Completed archives are stored in Cloudflare R2 with a lifecycle policy. Once the archive is deleted by R2, polling sapiom_github_export_status returns status expired. There is no way to recover an expired archive — create a new export with sapiom_github_export.

The presigned download URL has a 1-hour TTL and is auto-regenerated on each status check if it has expired (as long as the underlying R2 object still exists).

Archives are stored in Cloudflare R2. Secret and PII scanning uses regex-based pattern matching (standard level). Exports are enqueued via BullMQ.
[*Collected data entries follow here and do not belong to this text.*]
PR #733, opened 2021-09-21
feat: upvoted by queries for both posts and comments

sshanzel:
- [x] API for Post's Upvote(s)
- [x] API for Comment's Upvote(s)

DD-30


src/common/upvoteGenerator.ts
```diff
@@ -0,0 +1,29 @@
...
+import { getCursorFromAfter } from './pagination';
+import { base64 } from './base64';
+import { IBaseUpvote } from '../entity/BaseUpvote';
+
+export interface UpvotesPage extends Page {
+  timestamp?: Date;
+}
+
+export const upvotePageGenerator: PageGenerator<
+  IBaseUpvote,
```
idoshamun, line 12:
```suggestion
 { createdAt: Date },
```

idoshamun (changes requested):
I don't like the fact that we require entities to inherit from another class. It might mess with reflection things that TypeORM does. So I think we should revert back to a more explicit form of entities declare user and createdAt. But what we can do to achieve the same thing with the page generator is just to force the generic argument to have the `createdAt` field.
I added an inline suggestion, please make sure it works.
Other than that it looks fabulous!

**A friendly reminder to add tests**

sshanzel:
This should be now ready for review. I just revised the test cases I made to make the snapshot contain the some actual data to have better integrity. I am starting to love to write unit tests now 😆

idoshamun (changes requested):
I think it's better to add one more item in the tests so we can check that it returns a list ordered by `createdAt`. What do you think?

sshanzel:
True, we should do that, since we specifically want it be ordered in a descending manner. I'll write another one for this. Thanks for the thought!

idoshamun:
@sshanzel you can use the same test, I think

sshanzel:
I am starting to love writing unit-tests! Lol. I have now applied an item that will determine the order of the result.

idoshamun (changes requested):
Tests are now failing because you saved to the snapshot dates that are based on the current time. My recommendation is to use fixed dates. This will make sure the snapshot data is persistent and the tests will pass. After this, we can merge! 🚀

sshanzel:
Weird. Earlier I have tried a constant date but the dates kept on mismatching, though it was like a day difference on the post's test but not on the comment's test 🤪  Strange that it is working now. Lol. Pushing in a few seconds..

idoshamun (approved):
Woohoo! 🚀

sshanzel:
Oh yeah! 🎸🤘 Thank you so much! 🙏

PR #744, opened 2021-09-28
refactor: generic page generator for paginated queries

sshanzel:
Jira Ticket: [DD-213#done](https://dailydotdev.atlassian.net/browse/DD-213)

I have tried to abstract as much as possible and just left the `QueryBuilder` for consumers to focus only on the result of their actual query.


src/common/pageGenerator.ts
```diff
@@ -0,0 +1,96 @@
...
+
+export interface PageGeneratorConfig {
+  maxSize?: number;
+}
+
+export interface PageGeneratorEntity {
+  createdAt: Date;
+}
+
+const DEFAULT_PAGE_SIZE = 300;
```
idoshamun, line 22:
```suggestion
const DEFAULT_PAGE_SIZE = 100;
```

src/common/pageGenerator.ts
```diff
@@ -0,0 +1,96 @@
...
+const DEFAULT_MAX_SIZE = 300;
```
idoshamun, line 23:
```suggestion
const DEFAULT_MAX_SIZE = 100;
```

src/common/pageGenerator.ts
```diff
@@ -0,0 +1,96 @@
...
+
+export function createPageGenerator({
```
idoshamun, line 25: Not sure about the name because it's not an all-purpose page generator. It's a page generator for entities with `createdAt` property. What do you think?

src/schema/comments.ts
```diff
@@ -297,99 +296,59 @@ export const resolvers: IResolvers<any, Context> = {
...
-          if (page.timestamp) {
-            builder.queryBuilder = builder.queryBuilder.andWhere(
-              `${builder.alias}."createdAt" > :timestamp`,
-              { timestamp: page.timestamp },
-            );
-          }
-          return builder;
-        },
-      );
+      const pageGenerator = new GQLPageGenerator<GQLComment>();
```
idoshamun, line 304: We can create all these instances of the page generator outside the resolver. What do you think?

idoshamun (changes requested):
Please also make sure everything works locally otherwise the pagination might break in production

src/common/pageGenerator.ts
sshanzel: Ah, yes. I will think of a much more precise name for this. Thanks for the thought!

src/schema/comments.ts
sshanzel: I think that is a good idea, to have less memory footprint. Then we let's allow passing down of config on a much later stage of the generator's life.

sshanzel:
After checking the affected queries, locally, all seemed to be working as intended 💯

idoshamun (approved):
Woop woop!! 🚀

PR #745, opened 2021-09-29
fix: generic page generator order condition based on parameter

sshanzel:
DD-219#done

The Generic Page Generator is reliant on the order of the actual query. So the condition must come from the parameter that the consumer would send.

Since `orderBy` overrides the existing parameters, I used `addOrderBy` so consumers would still be able to apply their own set of rules for the order in the query builder.


idoshamun (approved):
Great addition!

PR #750, opened 2021-10-07
Feat: bookmark search

rebelchris:
This is the GraphQL change that goes with the apps folder changes for the same issue DD-78

In this version we introduced two new queries
- Search bookmarks (general search)
- Search suggestions for bookmarks (title search for the autocomplete)

Should be tested with the apps directory
DD-78 #done 

Note:
Advanced test needs to be made for the new features


rebelchris:
@idoshamun @sshanzel Added my test for the new queries, would love a review of that ❤️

GitHub Export is reached through the Sapiom MCP server’s sapiom_github_export and sapiom_github_export_status tools — there is no REST gateway endpoint and no ctx.sapiom.* client method. The full parameters are documented below.

Enqueue a new export job. Requires a GitHub PAT or App installation token with repo read access. Returns tool text with a **Job ID:** immediately — the export runs asynchronously.

Key parameters:

ParameterTypeRequiredDefaultDescription
github_tokenstringYesGitHub PAT or App installation token with repo read access
repostringYesFull repo name in owner/repo format
refstringNoHEADBranch, tag, or commit SHA to export
formatstringNotar.gzArchive format: tar.gz or zip
strip_patternsstring[]No[]Glob patterns for paths to strip before scanning
scan_levelstringNostandardoff, standard, or deep
auto_remediatebooleanNotrueRedact findings in place (true) or block on findings (false)
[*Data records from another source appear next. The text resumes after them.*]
PR #757, opened 2021-10-14
feat: alert filter status - notify topic subscribers on update

sshanzel:
DD-251 #done

- Created a pubsub topic `alerts-updated`
- `Alerts` entity with a property `filter`, default = `true`
- Include tracking of changes on debezium `application.properties`
- New case in CDC for `Alerts` table
- `publish` a `message` on alerts topic
- Create tests for the new CDC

Response (on enqueue) — tool text:

GitHub export job created.
**Job ID:** ghe_a1b2c3d4e5f6
**Status:** queued
Poll for status using `sapiom_github_export_status` with this job_id.
The export typically takes 10-15 seconds.
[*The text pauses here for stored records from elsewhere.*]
PR #758, opened 2021-10-15
feat: advanced feed settings

sshanzel:
DD-248 #done

As part of the “Revamp Filtering Experience”, Advanced Settings was introduced. The main purpose is to tag a Source in which kind of “Editorial” they produce (e.g. Tech magazines, Release notes, etc.). This would allow us to have a more personalized feed based on what the user actually wants to see.

### DIFF
--- a/__tests__/__snapshots__/feeds.ts.snap
+++ b/__tests__/__snapshots__/feeds.ts.snap
@@ -352,9 +352,15 @@ Object {
   "advancedSettings": Array [
     Object {
       "defaultEnabledState": true,
-      "description": "Description for Tech magazines",
-      "id": 1,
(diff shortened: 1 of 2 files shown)


sshanzel:
By default, the `disabled` property should be null as the relevant values are non-existent. I think we can check the snapshots as it has some samples on how it would actually look like.

rebelchris:
@idoshamun From my perspective the global setup here looks valid.
But perhaps you have some more detailed issue you spot with your experience in the API development.

sshanzel:
Thank you for the awesome review @rebelchris! If that's the case, I'll be tagging @idoshamun to ask for review 🎉 🚀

Check the status of an export job. Returns tool text with the current **Status:** and, when complete, the presigned download URL and redaction summary. Poll until status is one of the terminal values: complete, failed, blocked, or expired.

Parameters:

ParameterTypeRequiredDescription
job_idstringYesThe job ID returned by sapiom_github_export

Response when complete — tool text:

**Job ID:** ghe_a1b2c3d4e5f6
**Status:** complete
**Format:** tar.gz
**Archive Size:** 4.2 MB
**Download URL:** https://…
**Expires:** 2026-…
**Redactions:** 2 secrets were replaced with `REDACTED` in the archive.
**Patterns:** AWS_SECRET_ACCESS_KEY, GITHUB_TOKEN
**Files:** .env, config/secrets.yaml

Response while processing — tool text:

**Job ID:** ghe_a1b2c3d4e5f6
**Status:** processing
Export is still processing. Poll again in a few seconds.

Response when failed or blocked — tool text:

**Job ID:** ghe_a1b2c3d4e5f6
**Status:** blocked
**Reason:** Critical finding detected: AWS_SECRET_ACCESS_KEY

Response when expired — tool text:

**Job ID:** ghe_a1b2c3d4e5f6
**Status:** expired
Archive has expired and is no longer available. Please create a new export with `sapiom_github_export`.

ConditionHow it surfaces
No valid tenant identityThe MCP tool returns an error result (401 from the underlying auth guard) — ensure the MCP server is configured with a valid Sapiom API key
Rate limit exceededThe tool returns an error text result: Rate limit exceeded: max 50 exports per hour. — this is not an HTTP 429 the MCP client catches as an exception; the agent receives it as a tool error response
Job not foundThe tool returns an error text: Export job not found: <id>
LimitValue
Max exports per hour per tenant50
Presigned download URL TTL1 hour (auto-regenerated on status check)

GitHub Export is a control-plane service and is not charged per call. There are no micropayments, no x402 guards, and no balance deduction for any export operation. The only gate is authentication (401 if no valid tenant identity).